EXTRACTED RECORDS below:

PR #5001, opened 2026-06-16
fix(serializer): emit sub prefix for non-final GC subtypes with no supertypes

### LINKED ISSUE #4977: bug: Serializer incorrectly drops 'sub' prefix for open GC SubTypes without supertypes

ANAMASGARD:
## Description

Fixes the GC SubType serialization bug where the `sub` prefix (`0x50`) was silently dropped when a non-final subtype had zero supertypes.

### The Problem

The WASM-GC binary format encodes a `SubType` in one of these four forms:

| Subtype kind | Correct binary encoding |
|---|---|
| final, no supertypes | bare `comptype` (shorthand) |
| **non-final, no supertypes** | `0x50 0x00 <comptype>` ← was broken |
| non-final, with supertypes | `0x50 <vec(typeidx)> <comptype>` |
| final, with supertypes | `0x4F <vec(typeidx)> <comptype>` |

The serializer only emitted the `0x50`/`0x4F` prefix when the supertype list was non-empty. So a non-final subtype with zero supertypes silently fell through to the bare `comptype` shorthand — dropping the `sub` marker entirely. The loader then reads those bytes back as **final**, making the round-trip lossy and incorrect.

### Root Cause

The condition guarding the prefix emission only checked supertype count, completely ignoring the `IsFinal` flag. A non-final subtype with zero supertypes has `size() == 0`, so it skipped the prefix entirely.

### Fix

Changed the condition so the prefix is emitted whenever the subtype is non-final **or** has supertypes covering all four encoding cases correctly.

### Files Changed

- **`lib/loader/serialize/serial_type.cpp`** — fixed the prefix emission condition
- **`include/ast/type.h`** — defaulted `AST::SubType::IsFinal` to `true` so a default-constructed SubType has a well-defined final state matching the spec shorthand and the loader's default case
- **`test/loader/serializeTypeTest.cpp`** — added a test case for a non-final subtype with zero supertypes, asserting the correct `0x50 0x00 <comptype>` output

Closes #4977
Part of #4992


hydai (changes requested):
If you are trying to add multiple fixes to the serializer, you need to include all of them in a single PR. I don't want to merge numerous fragments of serializer PRs, as it wastes CI waiting time and is also annoying for a series of fairly small PRs.

q82419 (dismissed):

hydai (dismissed):

ANAMASGARD:
@hydai  & @q82419 the Fedora Rawhide failure is a pre-existing CI environment issue - protobuf3-compiler and protobuf-c-compiler conflict during package installation, unrelated to this PR's changes. All other 47 checks pass including Fedora Latest. Also I asked the copilot for another review it suggested to resolve the Doxygen comment which I did not please re-reun the Github Action Workflow and give your feedback if any changes are needed , Thanks .

dannypsnl (approved):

End of EXTRACTED RECORDS.

Restate exactly the records above from their first line through the line that holds "The WASM-GC binary", please, including both and leaving out all others.

- [RESPONSE TO THIS EXERCISE]:
PR #5001, opened 2026-06-16
fix(serializer): emit sub prefix for non-final GC subtypes with no supertypes

### LINKED ISSUE #4977: bug: Serializer incorrectly drops 'sub' prefix for open GC SubTypes without supertypes

ANAMASGARD:
## Description

Fixes the GC SubType serialization bug where the `sub` prefix (`0x50`) was silently dropped when a non-final subtype had zero supertypes.

### The Problem

The WASM-GC binary format encodes a `SubType` in one of these four forms:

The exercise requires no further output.